**SUPPLIED MATERIAL**
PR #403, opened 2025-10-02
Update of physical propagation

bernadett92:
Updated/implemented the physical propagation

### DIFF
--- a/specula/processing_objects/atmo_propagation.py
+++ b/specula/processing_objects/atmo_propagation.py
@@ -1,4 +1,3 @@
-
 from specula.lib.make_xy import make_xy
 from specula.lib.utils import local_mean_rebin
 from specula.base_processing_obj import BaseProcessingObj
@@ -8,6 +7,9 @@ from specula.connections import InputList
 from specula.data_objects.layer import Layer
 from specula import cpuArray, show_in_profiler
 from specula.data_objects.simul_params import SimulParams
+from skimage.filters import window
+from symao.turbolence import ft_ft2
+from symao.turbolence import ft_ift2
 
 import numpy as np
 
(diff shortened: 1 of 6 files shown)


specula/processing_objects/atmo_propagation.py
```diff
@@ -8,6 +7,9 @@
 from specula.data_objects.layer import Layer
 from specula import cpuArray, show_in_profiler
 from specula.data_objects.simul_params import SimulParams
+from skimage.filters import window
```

==

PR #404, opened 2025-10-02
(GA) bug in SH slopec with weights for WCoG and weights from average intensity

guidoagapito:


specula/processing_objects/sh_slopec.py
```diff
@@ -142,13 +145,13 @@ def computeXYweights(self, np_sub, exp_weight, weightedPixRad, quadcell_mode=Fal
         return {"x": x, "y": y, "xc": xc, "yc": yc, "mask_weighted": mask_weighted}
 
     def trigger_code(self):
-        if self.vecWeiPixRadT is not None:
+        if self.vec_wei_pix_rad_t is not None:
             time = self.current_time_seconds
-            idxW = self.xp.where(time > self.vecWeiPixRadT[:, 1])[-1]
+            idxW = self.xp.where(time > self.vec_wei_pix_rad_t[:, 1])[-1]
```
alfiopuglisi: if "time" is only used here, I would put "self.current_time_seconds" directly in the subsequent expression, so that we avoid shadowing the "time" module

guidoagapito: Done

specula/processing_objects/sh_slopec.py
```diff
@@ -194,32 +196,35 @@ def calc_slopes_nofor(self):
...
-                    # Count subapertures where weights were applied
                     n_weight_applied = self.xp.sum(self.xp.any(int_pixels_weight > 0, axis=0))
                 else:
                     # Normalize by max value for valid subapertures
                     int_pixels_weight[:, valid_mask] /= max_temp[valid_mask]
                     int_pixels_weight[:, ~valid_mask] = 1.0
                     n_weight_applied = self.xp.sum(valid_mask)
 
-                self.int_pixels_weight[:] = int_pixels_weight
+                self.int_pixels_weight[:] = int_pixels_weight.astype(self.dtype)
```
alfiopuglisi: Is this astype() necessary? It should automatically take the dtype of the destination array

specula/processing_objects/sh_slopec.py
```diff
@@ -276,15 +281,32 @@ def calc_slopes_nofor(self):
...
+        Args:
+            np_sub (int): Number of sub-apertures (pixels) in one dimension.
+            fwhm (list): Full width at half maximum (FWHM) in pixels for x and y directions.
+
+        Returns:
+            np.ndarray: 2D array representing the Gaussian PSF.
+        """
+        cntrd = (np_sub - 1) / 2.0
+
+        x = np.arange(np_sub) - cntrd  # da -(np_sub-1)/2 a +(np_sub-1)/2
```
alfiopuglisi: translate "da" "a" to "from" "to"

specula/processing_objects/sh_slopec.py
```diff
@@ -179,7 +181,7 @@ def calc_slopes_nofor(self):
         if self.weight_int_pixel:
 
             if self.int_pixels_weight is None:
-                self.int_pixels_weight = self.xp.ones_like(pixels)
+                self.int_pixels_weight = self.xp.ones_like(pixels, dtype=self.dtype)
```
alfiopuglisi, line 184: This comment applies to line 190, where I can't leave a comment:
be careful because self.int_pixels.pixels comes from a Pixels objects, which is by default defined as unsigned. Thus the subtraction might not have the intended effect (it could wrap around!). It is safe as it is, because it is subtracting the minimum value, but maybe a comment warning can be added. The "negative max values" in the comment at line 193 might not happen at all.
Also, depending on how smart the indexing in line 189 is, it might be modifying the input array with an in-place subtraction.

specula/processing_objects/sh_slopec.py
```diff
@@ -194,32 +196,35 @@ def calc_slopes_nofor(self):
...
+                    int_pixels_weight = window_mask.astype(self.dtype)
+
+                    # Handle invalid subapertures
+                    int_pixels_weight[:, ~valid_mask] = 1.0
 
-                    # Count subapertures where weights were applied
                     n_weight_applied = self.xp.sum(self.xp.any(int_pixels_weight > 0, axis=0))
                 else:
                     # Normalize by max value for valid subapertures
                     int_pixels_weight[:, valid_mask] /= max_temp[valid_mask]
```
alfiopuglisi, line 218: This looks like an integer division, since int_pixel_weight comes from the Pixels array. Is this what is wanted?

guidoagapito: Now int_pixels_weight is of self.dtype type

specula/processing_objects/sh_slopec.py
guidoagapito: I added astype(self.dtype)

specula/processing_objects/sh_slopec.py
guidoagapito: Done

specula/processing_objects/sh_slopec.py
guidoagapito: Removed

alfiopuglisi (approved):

**DIRECTIONS**
Starting with the line above that holds "PR #403, opened 2025-10-02" and stopping with the line that holds "from specula.lib.utils import", reproduce each line exactly, omitting all other lines.

**ANSWER SECTION**
PR #403, opened 2025-10-02
Update of physical propagation

bernadett92:
Updated/implemented the physical propagation

### DIFF
--- a/specula/processing_objects/atmo_propagation.py
+++ b/specula/processing_objects/atmo_propagation.py
@@ -1,4 +1,3 @@
-
 from specula.lib.make_xy import make_xy
 from specula.lib.utils import local_mean_rebin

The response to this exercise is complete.